— WHAT YOU WILL DO —
Restate the data exactly, with nothing altered.

— SUPPLIED ENTRIES —
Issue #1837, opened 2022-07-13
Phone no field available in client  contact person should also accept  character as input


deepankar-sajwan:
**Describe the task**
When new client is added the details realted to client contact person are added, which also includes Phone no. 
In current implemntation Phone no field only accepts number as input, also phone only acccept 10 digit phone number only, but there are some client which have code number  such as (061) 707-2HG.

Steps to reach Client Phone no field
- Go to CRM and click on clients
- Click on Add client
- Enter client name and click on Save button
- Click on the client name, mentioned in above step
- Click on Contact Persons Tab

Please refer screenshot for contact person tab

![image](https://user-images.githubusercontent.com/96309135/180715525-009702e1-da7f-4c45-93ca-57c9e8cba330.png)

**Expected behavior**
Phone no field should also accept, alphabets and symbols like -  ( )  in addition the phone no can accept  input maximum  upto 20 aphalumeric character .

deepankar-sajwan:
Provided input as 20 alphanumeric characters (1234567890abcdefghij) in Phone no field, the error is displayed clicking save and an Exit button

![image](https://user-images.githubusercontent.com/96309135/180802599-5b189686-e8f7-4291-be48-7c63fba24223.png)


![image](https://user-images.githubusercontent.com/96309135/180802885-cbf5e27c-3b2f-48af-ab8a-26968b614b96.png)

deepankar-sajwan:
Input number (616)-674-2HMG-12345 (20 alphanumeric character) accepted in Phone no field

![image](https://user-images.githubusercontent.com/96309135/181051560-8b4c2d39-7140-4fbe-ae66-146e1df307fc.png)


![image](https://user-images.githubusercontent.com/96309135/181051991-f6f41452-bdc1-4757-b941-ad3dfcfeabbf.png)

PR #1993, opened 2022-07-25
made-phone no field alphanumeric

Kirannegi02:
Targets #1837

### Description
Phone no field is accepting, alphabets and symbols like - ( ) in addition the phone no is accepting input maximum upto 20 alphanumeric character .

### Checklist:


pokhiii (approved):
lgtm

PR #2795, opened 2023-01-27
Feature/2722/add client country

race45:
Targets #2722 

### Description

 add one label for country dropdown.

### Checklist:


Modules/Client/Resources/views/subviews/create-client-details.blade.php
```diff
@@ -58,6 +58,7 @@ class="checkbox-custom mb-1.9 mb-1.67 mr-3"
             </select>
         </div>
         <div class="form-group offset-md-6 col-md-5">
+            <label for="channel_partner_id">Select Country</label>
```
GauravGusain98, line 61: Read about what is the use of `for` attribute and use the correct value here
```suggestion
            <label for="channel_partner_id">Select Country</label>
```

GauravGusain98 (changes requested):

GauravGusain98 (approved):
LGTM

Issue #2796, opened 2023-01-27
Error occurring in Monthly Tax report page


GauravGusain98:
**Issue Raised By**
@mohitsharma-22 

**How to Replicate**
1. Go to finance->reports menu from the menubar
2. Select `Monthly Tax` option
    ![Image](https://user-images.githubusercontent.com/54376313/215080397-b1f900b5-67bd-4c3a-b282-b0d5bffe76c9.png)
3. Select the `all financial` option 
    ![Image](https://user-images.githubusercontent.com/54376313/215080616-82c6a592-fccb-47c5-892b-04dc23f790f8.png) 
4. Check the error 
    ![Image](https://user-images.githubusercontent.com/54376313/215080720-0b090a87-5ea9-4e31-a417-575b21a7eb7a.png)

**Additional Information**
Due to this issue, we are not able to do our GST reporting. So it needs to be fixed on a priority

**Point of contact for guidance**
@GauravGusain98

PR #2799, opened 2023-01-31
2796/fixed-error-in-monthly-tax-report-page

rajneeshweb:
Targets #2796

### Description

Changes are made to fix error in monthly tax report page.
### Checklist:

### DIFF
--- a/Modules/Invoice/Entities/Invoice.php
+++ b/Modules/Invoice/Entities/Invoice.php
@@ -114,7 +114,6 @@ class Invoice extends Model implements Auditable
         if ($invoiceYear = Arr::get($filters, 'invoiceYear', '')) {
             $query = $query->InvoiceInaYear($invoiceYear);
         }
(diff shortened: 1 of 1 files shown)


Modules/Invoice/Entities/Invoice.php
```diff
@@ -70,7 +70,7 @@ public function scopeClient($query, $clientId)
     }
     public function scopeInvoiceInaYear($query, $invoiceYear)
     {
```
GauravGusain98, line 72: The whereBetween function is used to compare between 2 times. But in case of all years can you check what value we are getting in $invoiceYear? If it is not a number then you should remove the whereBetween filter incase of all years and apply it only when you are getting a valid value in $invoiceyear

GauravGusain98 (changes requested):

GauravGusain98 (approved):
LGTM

— TASK RESULT —
Issue #1837, opened 2022-07-13
Phone no field available in client  contact person should also accept  character as input


deepankar-sajwan:
**Describe the task**
When new client is added the details realted to client contact person are added, which also includes Phone no. 
In current implemntation Phone no field only accepts number as input, also phone only acccept 10 digit phone number only, but there are some client which have code number  such as (061) 707-2HG.

Steps to reach Client Phone no field
- Go to CRM and click on clients
- Click on Add client
- Enter client name and click on Save button
- Click on the client name, mentioned in above step
- Click on Contact Persons Tab

Please refer screenshot for contact person tab

![image](https://user-images.githubusercontent.com/96309135/180715525-009702e1-da7f-4c45-93ca-57c9e8cba330.png)

**Expected behavior**
Phone no field should also accept, alphabets and symbols like -  ( )  in addition the phone no can accept  input maximum  upto 20 aphalumeric character .

deepankar-sajwan:
Provided input as 20 alphanumeric characters (1234567890abcdefghij) in Phone no field, the error is displayed clicking save and an Exit button

![image](https://user-images.githubusercontent.com/96309135/180802599-5b189686-e8f7-4291-be48-7c63fba24223.png)


![image](https://user-images.githubusercontent.com/96309135/180802885-cbf5e27c-3b2f-48af-ab8a-26968b614b96.png)

deepankar-sajwan:
Input number (616)-674-2HMG-12345 (20 alphanumeric character) accepted in Phone no field

![image](https://user-images.githubusercontent.com/96309135/181051560-8b4c2d39-7140-4fbe-ae66-146e1df307fc.png)


![image](https://user-images.githubusercontent.com/96309135/181051991-f6f41452-bdc1-4757-b941-ad3dfcfeabbf.png)

PR #1993, opened 2022-07-25
made-phone no field alphanumeric

Kirannegi02:
Targets #1837

### Description
Phone no field is accepting, alphabets and symbols like - ( ) in addition the phone no is accepting input maximum upto 20 alphanumeric character .

### Checklist:


pokhiii (approved):
lgtm

PR #2795, opened 2023-01-27
Feature/2722/add client country

race45:
Targets #2722 

### Description

 add one label for country dropdown.

### Checklist:


Modules/Client/Resources/views/subviews/create-client-details.blade.php
```diff
@@ -58,6 +58,7 @@ class="checkbox-custom mb-1.9 mb-1.67 mr-3"
             </select>
         </div>
         <div class="form-group offset-md-6 col-md-5">
+            <label for="channel_partner_id">Select Country</label>
```
GauravGusain98, line 61: Read about what is the use of `for` attribute and use the correct value here
```suggestion
            <label for="channel_partner_id">Select Country</label>
```

GauravGusain98 (changes requested):

GauravGusain98 (approved):
LGTM

Issue #2796, opened 2023-01-27
Error occurring in Monthly Tax report page


GauravGusain98:
**Issue Raised By**
@mohitsharma-22 

**How to Replicate**
1. Go to finance->reports menu from the menubar
2. Select `Monthly Tax` option
    ![Image](https://user-images.githubusercontent.com/54376313/215080397-b1f900b5-67bd-4c3a-b282-b0d5bffe76c9.png)
3. Select the `all financial` option 
    ![Image](https://user-images.githubusercontent.com/54376313/215080616-82c6a592-fccb-47c5-892b-04dc23f790f8.png) 
4. Check the error 
    ![Image](https://user-images.githubusercontent.com/54376313/215080720-0b090a87-5ea9-4e31-a417-575b21a7eb7a.png)

**Additional Information**
Due to this issue, we are not able to do our GST reporting. So it needs to be fixed on a priority

**Point of contact for guidance**
@GauravGusain98

PR #2799, opened 2023-01-31
2796/fixed-error-in-monthly-tax-report-page

rajneeshweb:
Targets #2796

### Description

Changes are made to fix error in monthly tax report page.
### Checklist:

### DIFF
--- a/Modules/Invoice/Entities/Invoice.php
+++ b/Modules/Invoice/Entities/Invoice.php
@@ -114,7 +114,6 @@ class Invoice extends Model implements Auditable
         if ($invoiceYear = Arr::get($filters, 'invoiceYear', '')) {
             $query = $query->InvoiceInaYear($invoiceYear);
         }
(diff shortened: 1 of 1 files shown)


Modules/Invoice/Entities/Invoice.php
```diff
@@ -70,7 +70,7 @@ public function scopeClient($query, $clientId)
     }
     public function scopeInvoiceInaYear($query, $invoiceYear)
     {
```
GauravGusain98, line 72: The whereBetween function is used to compare between 2 times. But in case of all years can you check what value we are getting in $invoiceYear? If it is not a number then you should remove the whereBetween filter incase of all years and apply it only when you are getting a valid value in $invoiceyear

GauravGusain98 (changes requested):

GauravGusain98 (approved):
LGTM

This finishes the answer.